Я всегда это знал: я один из всех человеков чувствую боль по-настоящему. Такое мне испытание от Господа. Прочие на пытке и визжат, и бабьим голосом орут, а все притворство. Им бы, как мне, один денек головной болезнью помаяться…
Вот Малюта жжет себя – и не прикидывается, что больно. Тем и ценен, что честен. Пусть поживет пока.
– Обмотай тряпицей, а после покажись немцу Елисею, – говорю я заботливо. – Не то рука загниет, а она мне нужна. Ладно, едем.
Вот они уже – врата моей мирной обители, спасительного моего Острова. Сами распахиваются навстречу.
О тихом острове меж бурных вод
И за ними открывается широкий двор, залитый багряно-желтым от многая огней сиянием.

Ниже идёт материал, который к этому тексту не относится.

Issue #187, opened 2026-03-31
Direct SQLite writer crashes on oversized cells during indexing (repro with netty on macOS arm64)


Yegezw:
## Summary

Indexing a large Java repo can crash `codebase-memory-mcp` in the direct SQLite page writer path when a single record exceeds what fits in one leaf page. On macOS arm64 this shows up as a late crash in `free()` / `_szone_free`, but AddressSanitizer points to an earlier stack-buffer-underflow in `internal/cbm/sqlite_writer.c`.

I reproduced this reliably while indexing the Netty repository.

## Environment

- `codebase-memory-mcp` version: `0.5.7`
- OS: macOS 15.6.1
- Arch: arm64
- MCP client: Codex CLI / CLI mode
- Repro repo: `https://github.com/netty/netty`

## Reproduction

1. Clone `netty`
2. Run:

```bash
codebase-memory-mcp cli index_repository '{"repo_path":"/path/to/netty"}'
```

## Actual behavior

The process crashes near the end of indexing.

In normal runs the last logs are around:

- `pass.timing pass=configlink ...`
- then the process exits/crashes before indexing completes

macOS crash reports show an `EXC_BREAKPOINT` in `_szone_free`, which makes it look like a late free bug.

With ASan/UBSan, the root problem is clearer:

```text
base version: git checkout 148d951e1a51bcc5f11f6cee97be2aa86141623d

internal/cbm/sqlite_writer.c:435:21: runtime error: index ... out of bounds for type 'uint8_t[65536]'
SUMMARY: UndefinedBehaviorSanitizer: undefined-behavior internal/cbm/sqlite_writer.c:435:21

ERROR: AddressSanitizer: stack-buffer-underflow
WRITE of size 508794
    #1 pb_add_cell sqlite_writer.c:435
    #2 pb_add_table_cell_with_flush sqlite_writer.c:865
    #3 cbm_write_db sqlite_writer.c:1301
    #4 cbm_gbuf_dump_to_sqlite graph_buffer.c:1237
```

## Root cause

`pb_add_table_cell_with_flush()` only flushes when the current page is non-empty and the next cell does not fit.

That misses the case where:

- the current page is empty, and
- the new cell itself is larger than the maximum capacity of a single leaf page

In that situation `pb_add_cell()` still runs and does:

- `pb->content_offset -= cell_len`
- `memcpy(pb->page + pb->content_offset, cell, cell_len)`

which underflows the page buffer and corrupts memory.

[...]

PR #175, opened 2026-03-29
fix: implement overflow pages in sqlite_writer to prevent SIGBUS on large records (#139)

dLo999:
Closes #139 (reopened v0.5.7 crash)

## Summary

Implements SQLite overflow page support for table leaf cells in the custom B-tree writer (`sqlite_writer.c`). This fixes the SIGBUS crash when indexing large repositories that produce records exceeding 65KB (e.g., nodes with very long `properties` JSON or `qualified_name`).

## Root cause

`pb_add_table_cell_with_flush` called `pb_add_cell` unconditionally after flushing the current page. If a single record's payload exceeded the usable page space (~65,501 bytes), `content_offset -= cell_len` underflowed to negative, causing `memcpy` to write before the page buffer — stack corruption leading to SIGBUS.

The reporter's crash profile matches: Java monorepo with 13,660 files producing 226K nodes + 477K edges, SIGBUS immediately after `pass.timing pass=configlink` during the `gbuf.dump` / SQLite write step.

## Fix

Implemented SQLite's overflow page mechanism for table leaf cells:

1. **`write_overflow_pages()`** — writes a linked-list of overflow pages for payload bytes that exceed local storage. Each page has a 4-byte next-page pointer followed by payload data.

2. **`build_table_cell_overflow()`** — builds a table leaf cell in the overflow format: `varint(total_payload_len) + varint(rowid) + payload[0..local_len) + uint32(overflow_page_num)`. The total payload length varint still encodes the full original size so SQLite knows how much to read.

3. **`pb_add_table_cell_with_flush()`** — now detects `payload_len > TABLE_OVERFLOW_MAX_LOCAL (65,501)`, computes `local_len` using SQLite's exact integer formula, writes overflow pages, then builds the reduced cell. Normal path (no overflow) is unchanged.

## Key constants (PAGE_SIZE=65536, reserved=0)

| Constant | Value | Formula |
|----------|-------|---------|
| `TABLE_OVERFLOW_MAX_LOCAL` | 65,501 | `usable_size - 35` |
| `TABLE_OVERFLOW_MIN_LOCAL` | 8,199 | `(usable_size - 12) * 32 / 255 - 23` |
| Overflow page data capacity | 65,532 | `usable_size - 4` (4-byte next pointer) |

## Test results

**Build:** Compiles cleanly on macOS (Apple Clang, arm64)

**Test suite:** 2742 passed, 0 failed (was 2741 — new test added)

**New test: `sw_oversized_node`**
[...]

Issue #139, opened 2026-03-24
Stack overflow crash in autoindex_thread → cbm_pipeline_pass_configlink (v0.5.6, macOS ARM64)


theron-sapp:
## Summary

`codebase-memory-mcp` v0.5.6 crashes deterministically every ~3 minutes due to a stack overflow in the auto-index background thread. The crash is 100% reproducible — 11 identical crashes in a single day.

## Environment

- **Version**: 0.5.6
- **OS**: macOS 26.3.1 (25D2128), ARM64 (Mac15,6, 18GB RAM)
- **Agent**: Claude Code (VS Code extension)
- **Repos indexed**: 2 projects (~665 + ~400 tracked files, 22MB total DB)

## Crash details

Every crash report is identical:

- **Exception**: `EXC_BAD_ACCESS` — **Thread stack size exceeded** (`SIGBUS`)
- **Faulting thread**: Thread 2 (`autoindex_thread`)
- **Stack**: `___chkstk_darwin` → `cbm_pipeline_pass_configlink` → `cbm_pipeline_run` → `autoindex_thread`
- **Thread stack**: 544KB (`0x16b818000-0x16b8a0000`), guard page hit at `0x16b817ff8`

The server starts, runs for ~3 minutes while auto-indexing, then the `cbm_pipeline_pass_configlink` function recurses deep enough to blow the 544KB thread stack and crashes with SIGBUS.

## Crash frequency (all from 2026-03-24)

| Crash time | Alive duration |
|---|---|
| 12:11:57 | ~3 min |
| 13:35:28 | ~3 min |
| 13:46:38 | ~3 min |
| 14:02:39 | ~3 min |
| 14:06:07 | ~3.5 min |
| 14:11:31 | ~3 min |
| 14:14:53 | ~3 min |
| 14:37:53 | ~3.5 min |
| 14:38:19 | ~3.5 min |
| 15:04:05 | ~4 min |
| 15:40:43 | ~3 min |

## Likely fix

Either:
1. Increase the stack size for the `autoindex_thread` (e.g., 8MB via `pthread_attr_setstacksize`)
2. Convert `cbm_pipeline_pass_configlink` from recursive to iterative traversal

This may be related to the O(N²) traversal pattern in #130 — deep/wide AST structures could compound both the performance and stack depth issues.

## Workaround

Disabling auto-indexing prevents the crash:
```
codebase-memory-mcp config set auto_index false
```

[...]

PR #303, opened 2026-04-30
fix(sqlite_writer): skip index cells that exceed a single page

jjoos:
## Problem

`write_index_btree()` crashes with SIGBUS when indexing large repositories (observed on a Ruby codebase with ~215K nodes, specifically the HackerOne `core` monolith with ~67K functions).

The crash occurs in the page-buffer writer when an index cell's payload (qualified_name + file_path + properties) exceeds the SQLite page size. The code flushes the current page and assumes the fresh page will always accept the cell — but oversized cells still fail `pb_cell_fits()` after the flush. The subsequent `pb_add_cell()` causes a `content_offset` underflow, corrupting the page header and triggering SIGBUS on the next write.

## Reproduction

Index any repository with functions whose qualified names + file paths exceed ~4000 bytes combined (the SQLite page size minus overhead). A Ruby monolith with deeply nested namespaces and long file paths reliably triggers this.

```bash
codebase-memory-mcp index --path /path/to/large-ruby-repo
# → SIGBUS in write_index_btree at sqlite_writer.c:1218
```

## Fix

After `pb_promote_and_flush()`, re-check `pb_cell_fits()`. If the cell still doesn't fit on an empty page, `continue` past it. Index entries whose keys exceed a full page cannot be stored in a leaf and are silently dropped — the rest of the index is correctly preserved.

This is the index-btree counterpart to PR #175 (record overflow pages), which fixed the same shape of bug for the record-btree writer. The record side uses overflow pages; the index side has no overflow mechanism, so skipping is the correct behavior.

## Changes

- `internal/cbm/sqlite_writer.c`: 10 lines added, 3 removed in `write_index_btree()`.

## Testing

- Verified by indexing a 215K-node Ruby repo that previously crashed — completes successfully with all other nodes indexed.
- The skipped cells are edge cases (extremely long qualified names) that don't affect query correctness for normal usage.

## Related

- Closes the index-cell side of #139 / #187 (record-cell side was fixed in #175).
- PR #217 (growable AST traversal stacks) addresses a different SIGBUS trigger in the parser.

### DIFF
--- a/internal/cbm/sqlite_writer.c
+++ b/internal/cbm/sqlite_writer.c
@@ -1213,9 +1213,16 @@ static uint32_t write_index_btree(FILE *fp, uint32_t *next_page, uint8_t **cells
     pb_init(&pb, fp, *next_page, true);
 
     for (int i = 0; i < count; i++) {
-        if (!pb_cell_fits(&pb, cell_lens[i]) && pb.cell_count > 0) {
-            if (!pb_promote_and_flush(&pb, cells, cell_lens, i - SKIP_ONE)) {
-                return 0;
+        if (!pb_cell_fits(&pb, cell_lens[i])) {
+            if (pb.cell_count > 0) {
+                if (!pb_promote_and_flush(&pb, cells, cell_lens, i - SKIP_ONE)) {
+                    return 0;
+                }
+            }
+            // After flush, check if the cell still doesn't fit on an empty page.
+            // Index cells larger than a full page can never be stored; skip them.
+            if (!pb_cell_fits(&pb, cell_lens[i])) {
+                continue;
             }
         }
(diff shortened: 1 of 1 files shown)


DeusData:
Merged via rebase, thanks @jjoos. The diagnosis is dead on — the asymmetry between the record-btree path (overflow pages, fixed in #175) and the index-btree path (no overflow mechanism) is exactly why the same shape of guard produced two different bug surfaces, and the fix preserves SQLite's invariants without inventing a new overflow scheme.

Following up on `main` with a small enhancement: a `cbm_log_warn("sqlite_writer.index_cell_oversize", ...)` on the skip path so future occurrences (extra-deep namespaces, very long paths) are observable rather than silent. Doesn't change the fix's behavior — just makes the dropped cells visible in logs for diagnosis.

Таким же ослепительным озарением явилась ко мне некогда мысль: ради спасения бессмертной души и бренной плоти укрыться от людской злобы и вражьих происков, от московских сонмищ и греховной суеты в некоем тихом месте. А перед тем, ночью, было мне сонное видение.
Будто я – утлый челн средь бурных вод, уязвительный от острых скал, от морских чудищ, от неистовых бурь, и погибель моя неизбежна, но на краю моря-океана разливается утешительный свет, и править надо туда, ибо там Остров, где я обрету успокоение.
Все утро я ломал голову над загадочным сном, а потом вдруг разверзлись очи, и я понял!